If the Union is truly indestructible, then states cannot secede even if the national government is willing to let them go. Can that be right? Are the states trapped in a permanent marriage that even an amicable divorce cannot end?

There is reason to think that the Supreme Court's "indestructible" formulation in Texas v. White was hyperbole. After all, Article IV makes clear that the states are not indestructible. Congress can, with the approval of the state in question, shatter a state into fragments. That is how Massachusetts divided into what we now call Maine and Massachusetts and also how Virginia became present-day Virginia and West Virginia (although in the latter case, the original Virginia did not approve of the division because most of the state was, at the time, part of the Confederacy).

So if the states are not really indestructible, as the Court in Texas v. White claimed, perhaps the Union isn't indestructible either.

And indeed, the Supreme Court in Texas v. White recognized that secession by mutual agreement stands on a different footing from unilateral secession. After finding against a state's right of unilateral secession, the Court acknowledged an exception for secession "through revolution, or through consent of the States."

Let us put aside the possibility of revolution, for a revolution is the repudiation of the existing legal regime. Presumably, any change at all could be authorized by a successful revolution--in the sense that after the revolution the legal rules that existed under the prior constitution have no further independent force. What about the reference to "consent of the States?"

By What Mechanism Can States Secede Through Mutual Agreement?

Despite their rhetoric about the permanence and indestructibility of the Union, both Lincoln in his First Inaugural, and the Supreme Court in Texas v. White, strongly implied that it would be possible for one or more states to leave the Union with the consent of the Union as a whole. 

By what legal mechanism would such secession through mutual agreement be accomplished? The most obvious answer is a statute enacted by Congress. Just as Congress can approve the admission of new states, the argument would go, so it can let old states leave.

Yet lodging the power to approve secession in Congress presents at least two difficulties. 


If Congress Alone Approves a Secession Petition, What Counts as Approval?

The first difficulty is a matter of arithmetic.

Suppose that Congress simultaneously received secession petitions from all the blue states, and that the Congressional delegations of these states all supported these petitions. Suppose further that a minority of the Congressional representatives of the red states also supported the petitions. (Their reaction: "Good riddance.") Adding the votes of representatives from the blue states to the votes of representatives from the minority of red states would yield a pro-secession majority in the existing Congress.

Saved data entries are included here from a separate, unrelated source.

PR #4717, opened 2026-07-06
feat(hosting): add admission decision core, subscriber-primary (#4642)

sanity:
## Problem

Piece **B** / spec step **7-bis** of the demand-driven hosting redesign (#4642) needs the **ADMISSION** half of invariant 3 in `hosting-invariants.md` — *"admission and eviction are ONE demand-vs-capacity decision, and the demand signal is SUBSCRIBER COUNT."* When a new subscription routes to a full peer, the peer must decide whether to make room by displacing a strictly-worse contract, or **refuse** rather than overcommit. No such logic exists today; the pinned (in-use) exemption in the hosting cache (`cache.rs`) is currently absolute.

This is the admission counterpart to the **subscriber-primary eviction rework (#4720)**, and is keyed off the *same* demand signal so the two are one decision by construction.

## Solution

A **pure, inert, additive** decision function plus its input-snapshot types, modeled on the reconcile controller core (#4704) and the eviction rework (#4720) — both of which landed inert first. **Nothing in production calls it yet** (`#[allow(dead_code)]`); wiring it to the live hosting cache / ring, and turning `Refuse` into the on-wire "I'm full" NACK / `EvictToAdmit` into an eviction that pierces the pinned exemption, are later steps. **No production admission/eviction path is changed.**

```
admission_decision(&AdmissionInputs) -> AdmissionOutcome
    AdmissionOutcome = Admit | EvictToAdmit(Eviction) | Refuse(RefuseReason)
```

### The demand signal is SUBSCRIBER COUNT (consistent with #4720 by construction)

The demand signal is **subscriber count** — local client subscriptions + downstream subscribers, the same genuine demand that makes a contract `contract_in_use`. **NOT** predicted read-demand and **NOT** ring distance. Both axes the earlier draft of this core used are removed: distance's causal pull on demand already flows through subscriber count via keyward routing gravity (counting both double-counts), and locality is delivered by routing, not by the admission/eviction decision (invariant 3).

Victims are ordered by the **identical** ascending key #4720's `evict_over_budget` uses: `(subscriber_count, last_get_seq, key_bytes)` — fewest subscribers first, then least-recent real GET, then a deterministic key-byte tiebreak. Because admission and eviction key off the same ordering, they pick the same victim from the same hosted set.

### Decision precedence (first match wins)

1. **Fanout over uplink headroom → `Refuse(FanoutExceedsHeadroom)`.** The one variable cost weighed at admission, never at eviction (invariant 3). Checked first — an unaffordable ongoing fanout can't be relieved by evicting bytes.
2. **Under budget → `Admit`.**
3. **Displacement evict-to-admit → `EvictToAdmit(Displacement)`.** At/over budget, displace an incumbent with **strictly fewer subscribers** than the newcomer. A fresh subscription arrives with `subscriber_count = 1`, so this sheds exactly the **zero-subscriber cached copies** that #4720's eviction under `AtCapacity` also drops. Preferred even under `Overflow` — a strictly-fewer victim relieves pressure **without** piercing the in-use pin. Bypasses the background sweep's `min_ttl` floor (spec Fable M9).
4. **OOM valve → `EvictToAdmit(OomValve)`.** Only under genuine memory overflow, and only if no strictly-fewer victim exists: shed the **fewest-subscriber** contract even though it has >= the newcomer's subscriber count — piercing the in-use pin (its subscribers re-root). The sole path that sheds a pinned subscribed contract. Same `(subscriber_count, last_get_seq, key)` ordering, over all incumbents. **The Overflow trigger is deliberately UNWIRED** (mechanism only), exactly as in #4720 — shedding a subscribed contract is the single riskiest new behavior, so its RSS/A1 trigger is a separately-validated step.
5. **Otherwise `Refuse(AtCapacityNoVictim)`** — the "node at capacity" NACK. Refuse the newcomer when every incumbent has at least as many subscribers as it (never demote a real subscriber for another, D1).

### What changed from the earlier draft of this core

- **Removed** the `predicted_demand` + `distance_to_key` axes from the decision entirely.
- **Removed** the `Zero`/`One`/`Many` `SubscriberClass` coarsening. The subscriber-primary model has no fixed "2+ protected" threshold — the rule is purely "strictly fewer subscribers than the newcomer" (a 3-sub newcomer can displace a 2-sub incumbent), and the OOM valve sheds fewest-subscriber-first across the raw counts. Coarsening would lose the information the general comparison needs and diverge from #4720's raw-`usize` ordering, breaking the consistent-by-construction guarantee. The signal is now the same raw `usize` subscriber count #4720 uses.
- Added `last_get_seq` to the hosted-contract snapshot (the recency tiebreak, identical to #4720's per-entry field — stamped only by a real GET, never by SUBSCRIBE/PUT/renewal).
- **Kept** `MemoryPressure` / `Eviction` / `RefuseReason`; renamed `EvictionKind::StrictImprovement` → `Displacement`.
- **Kept** the invariant-3 fanout-at-admission check.

**Deliberately out of scope** for this core (called out in the module docs as conscious omissions, later parts of 7-bis): the **client-pin exception** (a reserved client-pin budget slice), the **displacement-chain depth cap (D1)** + its wire counter, and **make-before-break** handoff.

## Testing

17 table-style unit tests covering every branch and boundary:

- **Under budget** (incl. empty hosted set) → `Admit`.
- **Fanout gates first** — over headroom refuses both under-budget and at-capacity (proving it precedes the byte budget); `fanout_cost == headroom` is affordable (boundary).
- **Displacement** → `EvictToAdmit(Displacement)`: zero-sub incumbent displaced for a 1-sub newcomer; a 3-sub newcomer displaces a 2-sub incumbent (proving the general strictly-fewer rule, not hardcoded to zero).
- **Refuse** — no incumbents / equal-subscriber incumbent / higher-subscriber incumbent all `Refuse(AtCapacityNoVictim)`, proving the strict `<` and the "never demote a real subscriber" rule.
- **Victim selection** — fewest-subscriber first, least-recent real GET within a subscriber class, deterministic key-byte tiebreak (order-independent).
- **OOM valve** — sheds the fewest-subscriber contract (piercing the pin) when no strictly-fewer victim exists; prefers displacement over the valve under Overflow; empty set refuses; equal-subscriber tiebreak by least-recent GET.

`cargo build -p freenet`, `cargo fmt --check`, `cargo clippy --locked -p freenet -- -D warnings`, and the 17 tests are all clean.

Refs #4642

[AI-assisted - Claude]

### DIFF
--- a/crates/core/src/ring/hosting.rs
+++ b/crates/core/src/ring/hosting.rs
@@ -29,6 +29,9 @@
 //! - Active subscriptions prevent eviction from the hosting cache
 //! - TTL protects recently accessed contracts from premature eviction
 
+// Admission decision core (#4642 piece B / spec "7-bis"): pure, inert, additive
+// — not yet wired to any production admission/eviction path (see the module docs).
+mod admission;
 mod cache;
 mod demand;
 mod disk_usage;
--- a/crates/core/src/ring/hosting/admission.rs
+++ b/crates/core/src/ring/hosting/admission.rs
@@ -1,0 +1,1116 @@
+//! Admission decision core — the pure decision logic for demand-driven hosting
+//! ADMISSION (#4642 piece B / spec step "7-bis"; spec "Admission & Shedding").
+//!
+//! # What this is
+//!
+//! [`admission_decision`] is a **pure function** of an [`AdmissionInputs`]
+//! snapshot: given everything the controller needs to know when a NEW
+//! subscription routes to this peer and asks it to host a contract, it returns
+//! one [`AdmissionOutcome`] — `Admit`, `EvictToAdmit(victim)`, or `Refuse`. It
+//! reads no locks, touches no live maps, and performs no wire I/O; the caller
+//! materializes the snapshot once, so the logic here is directly unit-testable
+//! and any at-emission re-read (a hardening concern) stays a separable layer.
+//!
+//! This is the admission half of invariant 3 in `hosting-invariants.md`:
+//! **admission and eviction are ONE demand-vs-capacity decision, and the demand
+//! signal is SUBSCRIBER COUNT.** A peer retains the contracts with the most
+//! **subscribers** (local client subscriptions + downstream subscribers — the
+//! same genuine demand that makes a contract `contract_in_use`) that fit a
+//! capability-relative budget; when a new subscription arrives at a full peer it
+//! either makes room by displacing a **strictly-fewer-subscriber** incumbent or
+//! refuses, never overcommitting and never demoting a real subscriber for
+//! another.
+//!
+//! # Relationship to eviction (#4720) — one shared ranking
+//!
+//! Admission and the background over-budget eviction sweep are ONE demand-vs-
+//! capacity decision (invariant 3), so they MUST rank victims the same way. They
+//! do, by construction: both go through the single canonical
+//! [`cache::victim_order`], which orders victims ascending
+//! `(subscriber_count, last_get_seq, key_bytes)`. [`pick_displacement_victim`]
+//! and [`pick_oom_valve_victim`] call it directly — there is no second copy of
+//! the ordering to drift out of sync. The `admission_and_cache_agree_*` pin tests
+//! in this module assert admission's victim selection and `cache`'s over-budget
+//! eviction pick the SAME victim (and the same full eviction order) from a shared
+//! fixture, so a change to either side that broke the agreement fails CI.
+//!
+//! The subscriber signal is a raw `usize` count (local client subs + downstream
+//! subs), NOT a distance-derived read-demand estimate and NOT ring distance. Both
+//! axes the earlier draft of this core used (predicted demand and distance) are
+//! gone: distance's causal pull on demand already flows through subscriber count
+//! via keyward routing gravity (counting both double-counts), and locality is
+//! delivered by routing, not by the admission/eviction decision (invariant 3).
+//!
+//! The `last_get_seq` recency tiebreak means the same thing on both sides: it is
+//! **real-GET-only** — stamped by a real GET, never by SUBSCRIBE, PUT, or
+//! subscription renewal — in both `cache.rs` (see `HostedContract::last_get_seq`)
+//! and here, so the shared tiebreak is consistent.
+//!
+//! # The decision (spec "Admission & Shedding"; task 7-bis)
+//!
+//! 1. **Fanout affordability (uplink).** The one variable cost weighed at
+//!    ADMISSION, never at eviction (invariant 3): if the new subscription's
+//!    ongoing per-update fanout exceeds the peer's uplink headroom, `Refuse` —
+//!    the peer cannot afford to keep this contract updated regardless of bytes.
+//!    Checked first: an unaffordable ongoing fanout can't be relieved by evicting
+//!    bytes, so no eviction can rescue it.
+//! 2. **Under budget → `Admit`.** Spare capacity, no eviction needed.
+//! 3. **Displacement (strictly-fewer-subscriber evict-to-admit).** At/over
+//!    budget, admit by displacing an incumbent with **strictly fewer subscribers**
+//!    than the newcomer. For a fresh subscription (newcomer count 1) that means a
+//!    zero-subscriber cached copy is displaced for the incoming one-subscriber
+//!    contract. Among eligible victims, pick the fewest-subscriber, then
+//!    least-recent real GET (`last_get_seq`), then a key-byte tiebreak — the
+//!    canonical `cache::victim_order` ordering shared with the eviction sweep.
+//!    Preferred even under `Overflow`: displacing a strictly-fewer-subscriber
+//!    incumbent both relieves pressure and never pierces the in-use pin.
+//! 4. **OOM valve.** ONLY under genuine memory overflow, if no strictly-fewer
+//!    incumbent exists, shed the **fewest-subscriber** contract even though it has
+//!    at least as many subscribers as the newcomer — piercing the in-use pin (its
+//!    subscribers re-root). This is the sole path that sheds a pinned subscribed
+//!    contract, and only at real OOM risk. Same canonical `cache::victim_order`,
+//!    over ALL incumbents.
+//! 5. **Otherwise `Refuse`.** At capacity and every incumbent has at least as many
+//!    subscribers as the newcomer (nothing strictly-fewer to displace, and not
+//!    genuine OOM) → the "node at capacity" NACK. Refuse the NEWCOMER (visible to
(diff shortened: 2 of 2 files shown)


sanity:
## Consolidated review — admission decision core

Reviewers: external **Codex** (gpt-5.5) + a **Claude adversarial lens**. The pure decision logic is correct and well-tested; the findings are about the **"agrees with #4720 by construction"** claim, which isn't enforced and is currently false because #4720 hasn't landed in this branch.

### Verified correct (no defect)
- **OOM-valve labeling:** `OomValve` is reachable only after the strict-`<` displacement filter returns `None`, so any valve victim necessarily has `subscriber_count >= candidate` — a genuine pin-pierce. `oom_valve_evictions_total` cannot be mislabeled by this logic.
- **First-match-wins logic:** strict `<` never demotes an equal-count incumbent; fanout strict `>` makes `cost == headroom` affordable; no `usize` underflow (counts only compared, never subtracted); empty-set handled in all three pressure states; deterministic key-byte tiebreak.
- **Inertness:** commit touches only `mod admission;` (+3 in `hosting.rs`) and `admission.rs` (+860); `#![allow(dead_code)]` present; no production caller (`migration_admission_decision` in `node.rs` is pre-existing and unrelated).

### Findings
1. **[Major — design integrity] The "identical to #4720" ranking is duplicated and currently divergent.** `admission.rs` documents `victim_order` = `(subscriber_count, last_get_seq, key_bytes)` "identical to #4720," but #4720 isn't in this branch: `cache.rs::evict_over_budget` still sorts `(keep_score, last_access_seq, key_bytes)`, and `subscriber_count`/`last_get_seq`/`MemoryPressure` appear nowhere in `cache.rs`. Nothing binds the two rankings, so a wiring step could make admission and eviction pick different victims — the exact disagreement invariant 3 forbids. **Fix: sequence #4720 first, stack this on it, and extract ONE shared `victim_order` (owned by `cache.rs` / a `hosting::ranking` submodule) imported by both, plus a cross-module pin test asserting both select the same victim from a shared fixture.**
2. **[Major] Recency semantics differ.** admission's `last_get_seq` is spec'd real-GET-only; `cache.rs`'s `last_access_seq` bumps on every access (insert/read/seed/touch/SUBSCRIBE/PUT). #4720 must introduce the real-GET-only seq; today it's an unbuilt dependency the input-builder needs.
3. **[Major — docs] Docstrings assert agreement with types that don't exist yet** (`cache::MemoryPressure`, the shared ordering) as established fact. Reword to an honest forward-reference until the shared fn + pin test exist.
4. **[Minor] Single-victim eviction may not free enough bytes when wired** (Codex P2). The API carries no sizes / no multi-victim outcome, while `evict_over_budget` loops until under budget. The demand decision (one displacement victim) + the continuing byte-sweep compose to handle it (the admitted ≥1-sub newcomer outranks zero-sub copies, so the sweep evicts further copies, never the newcomer; the OOM valve covers the all-pinned case), but the driver contract must not assume one eviction suffices — document it.
5. **[Nit] Two `HostedContract` structs, same name** (admission vs cache) under `ring::hosting` with disjoint fields — rename admission's (e.g. `AdmissionIncumbent`); a shared-ranking refactor reconciles them anyway.
6. **[Nit] `candidate.subscriber_count` is an unconstrained `usize`** while the model assumes ≥1. Add `debug_assert!(candidate.subscriber_count >= 1)`.

**Coverage gaps:** cross-module consistency test (the crux of "by construction" — can't exist until #4720 lands, which is itself the sequencing argument); OomValve key-byte-tiebreak determinism; fanout-gate under `Overflow`; a 0-count candidate case.

### Merge plan
Do **not** merge this independently ahead of #4720. Order: **#4720 (subscriber-primary eviction) → this, stacked on it, sharing one `victim_order` + a cross-module pin test.** Self-contained improvements (findings 3, 5, 6 + the missing tests) applied now; the shared-fn (1, 2) lands with the stack once #4720 is signed off. Both remain gated on Ian's sign-off + R2 field validation before the R3 bundle ships.

[AI-assisted - Claude]

sanity:
## Rebase onto main + review (post-#4720 squash-merge)

#4720 squash-merged to `main` (`baa03f0d`), so `cache::victim_order` and subscriber-primary eviction are now on main. Rebased this branch onto main with `git rebase --onto origin/main <top-of-4720>`, dropping #4720's now-in-main commits and replaying only #4717's own commit.

**Result:** new HEAD `6122d568`. Diff vs `main` is exactly the intended change — `crates/core/src/ring/hosting/admission.rs` (new, inert/additive) + the 3-line `mod admission;` block in `hosting.rs`. Verified byte-identical to the pre-rebase reviewed content (the rebase changed history, not code content).

**Import resolves against main:** `admission.rs` uses `super::cache::victim_order(...)`, which is main's `pub(crate) fn victim_order` (cache.rs:569, from #4720). Signature matches the call sites exactly.

**Local verification (worktree at `6122d568`):**
- `cargo build -p freenet` — clean
- `cargo clippy --locked -p freenet -- -D warnings` — clean
- `cargo fmt --check` — clean
- `cargo test -p freenet --lib ring::hosting::admission` — 22/22 pass, incl. the two cross-module consistency tests (`admission_and_cache_agree_on_at_capacity_victim`, `admission_and_cache_agree_on_full_eviction_order`) exercising main's real `cache.rs`.

### Review

**External (Codex, `codex review --base main`):** 1 finding, no P0/P1.

- **[P2] Account for bytes before evict-to-admit** (admission.rs:376-380): when wired, a single strictly-fewer-subscriber victim may not free enough bytes for a larger candidate, leaving the cache over budget.

  **Disposition: not applicable to this core (design-intentional).** The hosting redesign deliberately rejects byte-precise budgeting — invariant 3 + the anti-patterns table treat "byte-only eviction as the sole signal" as an anti-pattern, and profiling found per-contract cost is dominated by ~1MB resident memory + update fanout with state bytes (~650KB) negligible/uncorrelated. The decision is one-contract-in/one-contract-out against a capability-relative budget, so one victim per admission is the correct unit. The pure core intentionally does no byte math — the "does the newcomer fit / RSS near OOM" arithmetic lives in the input-builder that resolves `MemoryPressure` (per the module docs). Bulk over-budget drain is handled separately by the background `cache::evict_over_budget` sweep (#4720). Codex frames it as a "when wired" note; it's a checklist item for the future builder wiring, not a defect in this inert decision function.

**Claude adversarial read:** decision precedence verified against invariant 3 (fanout strict-`>` first; UnderBudget→Admit; strictly-fewer displacement preferred even under Overflow so the in-use pin isn't pierced; OOM valve only under Overflow; else Refuse). Both victim pickers reuse `cache::victim_order`, so admission and eviction rank identically by construction (pinned by the agreement tests). `#![allow(dead_code)]` correct for the inert module. No issues.

[AI-assisted - Claude]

But notice what happens if Congress permits secession under these circumstances: Secession will have been allowed even though a majority of the representatives of one of the resulting pieces--the remaining red state rump United States--opposed it. That hardly seems consistent with the notion of secession by mutual agreement.

One might thus conclude that Congress can only approve a secession petition if the controlling bill obtains a majority of the votes of representatives of non-seceding states in both houses of Congress. 

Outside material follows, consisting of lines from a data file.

PR #4720, opened 2026-07-06
feat(hosting): subscriber-primary eviction, retention, and OOM valve (#4642)

sanity:
## Problem

Piece A of the demand-driven hosting redesign (#4642) shipped a **demand-ordered** (Greedy-Dual + proximity-prior) eviction policy in `ring/hosting/cache.rs`. Ian has since decided the retention/eviction/admission demand signal should be **subscriber count**, not a distance-derived read-demand estimate:

- **Subscriber count** (local client subscriptions + downstream subscribers — the same genuine demand that makes a contract `contract_in_use`) is the primary signal, so retention agrees with the piece-D collapse/renewal decision by construction.
- **Distance is redundant** in the eviction ranking: its causal pull on demand already flows through subscriber count (subscriptions route toward the key → near-key peers accumulate more subscribers), and network locality is delivered by **routing**, not eviction. Counting both double-counts.
- The shipped hard-pin has **no OOM valve**: subscribed contracts are pinned even when the subscribed set itself won't fit RAM.

## Approach (this PR = eviction/retention half; admission is PR-2)

**Eviction is now subscriber-primary.** `evict_over_budget` orders victims ascending `(subscriber_count, last_get_seq, key_bytes)`:

- **Primary: subscriber count** (fewest first), supplied by a `HostingManager` closure (`subscriber_count`, which replaced the old `should_retain` bool closure). It counts client subscriptions + downstream subscribers, so `subscriber_count(k) == 0` iff `!contract_in_use(k)` — the pin is identical to the shipped one by construction.
- **Secondary: real-GET recency** (`last_get_seq`, least-recent real GET first). A NEW per-entry field stamped **only** by `AccessType::Get` and by `touch_with_demand` (local-cache GET serve) — NOT by SUBSCRIBE, PUT, subscription renewal, or reload. This keeps renewal traffic from making every subscribed contract look equally fresh.
- **Tertiary:** deterministic key-byte tiebreak.

**Normal operation is the pin-in-normal-op model** (as designed): under `MemoryPressure::AtCapacity` (the production value) subscribed contracts are pinned and only zero-subscriber contracts are evicted, so among candidates subscriber_count is always 0 and the order reduces to real-GET recency. `min_ttl` is preserved as the **cold-start grace floor** — a fresh zero-subscriber PUT/GET survives it before becoming eviction-eligible.

**OOM valve (mechanism only — trigger deliberately UNWIRED).** Under `MemoryPressure::Overflow` the sweep pierces the in-use pin and `min_ttl` and sheds the fewest-subscriber contract (then least-recent-GET) to survive genuine RAM overflow, incrementing `oom_valve_evictions_total`. **Nothing constructs `Overflow` in production** — the real RSS/A1 resource trigger is a deliberately separate, separately-validated step, because shedding a *subscribed* contract is the single riskiest new behavior here. The `Overflow` variant carries `#[cfg_attr(not(test), allow(dead_code))]` documenting this. Telemetry for the valve counter is plumbed now (RouterSnapshot → OTLP) so a nonzero rate is visible the moment the trigger lands.

**`demand.rs` is DEMOTED, not deleted.** `keep_score`, `eviction_floor`, `predicted_demand`, and `record_abandonment` are retained but no longer drive eviction — they remain the dashboard/telemetry surface (`predicted_demand` still trained and displayed) for continuity this release, scheduled for deletion once subscriber-primary is field-validated.

## Testing

New unit tests (subscriber-primary): pin-subscribed-drop-zero-sub, real-GET refreshes recency while SUBSCRIBE/PUT do not, OOM valve sheds fewest-subscriber (piercing the pin), OOM valve equal-subscriber tiebreak by least-recent-GET, valve counter stays 0 under normal AtCapacity, cold-start grace (fresh unread seed survives min_ttl), and (review fix) a reloaded PUT/SUBSCRIBE entry keeps `last_get_seq == 0` so restart can't fabricate GET recency. Plus a telemetry pin test for the valve gauge.

Superseded demand-ordering tests (`fuel_gauge_evicts_lowest_demand_not_lru`, `fuel_gauge_cold_start_keeps_near_key_over_far_key`, `fuel_gauge_keeps_repeatedly_read_contract_over_junk`, the two abandonment-priority tests) are `#[ignore]`d with comments referencing this rework as historical documentation of the demoted machinery. `test_access_refreshes_lru_position` was rewritten to use a real GET.

`cargo build`, `cargo clippy --locked -p freenet -- -D warnings` (CI-style, lib), `cargo fmt`, and the `ring::hosting` + telemetry tests are green.

## Approved-issue loop

This is a behavior change, authorized by the maintainer-approved hosting-redesign epic **#4642** (design converged with Ian; the decision is codified in `docs/design/demand-driven-hosting.md` §9 Piece A). This PR updates that design doc and adds a SUPERSEDED banner to `docs/design/hosting-eviction.md` so the two in-repo docs stop disagreeing. The load-bearing invariant (`.claude/rules/hosting-invariants.md`, invariant 3) lives outside this repo and is updated out-of-band; it is intentionally **not** in this diff.

## Risk / review

This changes **LIVE, field-deployed eviction behavior** (shipped piece A). It requires **full multi-model review + Ian sign-off + field validation** before it ships.

Follow-ups: **PR-2** reworks the (unmerged, inert #4717) admission core to subscriber-primary; the OOM-valve RSS/A1 trigger and the eventual `demand.rs` deletion are later, separately-validated steps. When the trigger is wired it OWES (documented on `MemoryPressure::Overflow`): rank the valve by the lease-filtered downstream count, and clean up the shed contract's subscription state so it doesn't immediately look in-use again.

Refs #4642

[AI-assisted - Claude]


sanity:
## R2 completeness flag — op-scoped pinning

The reconciled R2 eviction-chain spec (`hosting-invariants.md`, piece A / R1+R2 track) is "wire subscriber-count into the keep-ranking **plus op-scoped pinning**." This PR delivers the ranking. I don't see the op-scoped-pinning half, and want to flag it for your review rather than let it slip:

- On `origin/main` the eviction pin is `contract_in_use = has_client_subscriptions || has_downstream_subscribers` (`hosting.rs:1107-1108`); the sweep retains `past_min_ttl && !contract_in_use` (`hosting.rs:1515`).
- There is **no in-flight-operation exemption** — grep for `op_scoped` / `in_flight_op` / `active_operation` / `op_pin` across `ring/hosting/{hosting,cache,admission,reconcile}.rs` returns 0. The only protection for a contract with an active op but no subscription yet is `min_ttl` recency.

**The question to resolve:** can a contract be evicted mid-operation? A long multi-fragment streaming GET (the #4345 class) or a stalled op under memory pressure could, if the contract is in the hosting cache and its `last_accessed` ages past `min_ttl` during the op, become eviction-eligible while the op still needs it.
- If the contract only enters the eviction-eligible hosting cache on op *completion* (finalize-host), or `min_ttl` always covers op duration → `min_ttl` already satisfies "op-scoped pinning" and there's nothing to build.
- If a contract can sit in the cache and lapse `min_ttl` mid-op → an explicit op-scoped pin (exempt a contract with an in-flight op, independent of `min_ttl`) is the missing R2 piece.

Not building it here — it's a live-eviction-path change that needs the necessity call + your sign-off, and it's cleaner as a scoped follow-up once you've decided. Flagging so R2 ships complete relative to its own spec.

[AI-assisted - Claude]

sanity:
## Op-scoped pinning — resolved, NOT needed for R2

Investigated the "can a contract be evicted mid-operation?" question. Answer: **no**, on any path this PR changes — so op-scoped pinning is optional future hardening, not an R2 prerequisite. This PR is complete relative to the R2 spec.

Evidence:
- **GETs don't host** (`host_get` has zero production callers; GET-auto-subscribe was removed in #4664), so a multi-fragment streaming GET (the #4345 class) has no in-flight cache entry to evict.
- **PUT inserts post-commit** (`put/op_ctx_task.rs:~1918`, inside `if !was_hosting`, after the state write) with `last_accessed = now`, so the fresh entry is `min_ttl`-protected (8 min = `SUBSCRIPTION_RENEWAL_INTERVAL 120s × 4`). No PUT stays in flight 8 min.
- **The eligibility gate blocks it:** the only wired pressure, `AtCapacity`, requires `age >= min_ttl && subs == 0`. `Overflow` pierces both but its trigger is deliberately unwired this release.
- **This PR doesn't widen any eviction edge** — it's eligibility-preserving (`subscriber_count == 0 ⟺ !contract_in_use` by construction), only reordering victims within the already-eligible zero-subscriber set.

The one latent edge (a >8-min-old, zero-subscriber contract being served for a slow GET, swept under concurrent memory pressure) is **pre-existing** (identical eligibility in the old code), narrow, and partially guarded by the eviction-time `expected_generation` re-check. Not introduced or widened by R2, so not a blocker; if we ever want defense-in-depth, an in-flight-op refcount OR'd into the `AtCapacity` filter is the minimal design.

[AI-assisted - Claude]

But while that solution makes some theoretical sense, it is also, from a constitutional perspective, arbitrary. Why this particular mechanism rather than some other mechanism--such as a national referendum, or a two-thirds (or three-quarters or three-fifths) vote in the existing Congress?

Can Secession Only Be Approved by a Constitutional Amendment?

Once we acknowledge the ad hoc character of any mechanism by which Congress would approve secession petitions, we must confront a deeper conceptual problem: Congress only has the powers enumerated in the Constitution. Yet as we saw in our discussion of unilateral secession, despite granting Congress the power to admit new states, the Constitution says nothing about secession. And under the Tenth Amendment, silence in such matters means there is no federal power: Powers not enumerated "are reserved to the states respectively, or to the people."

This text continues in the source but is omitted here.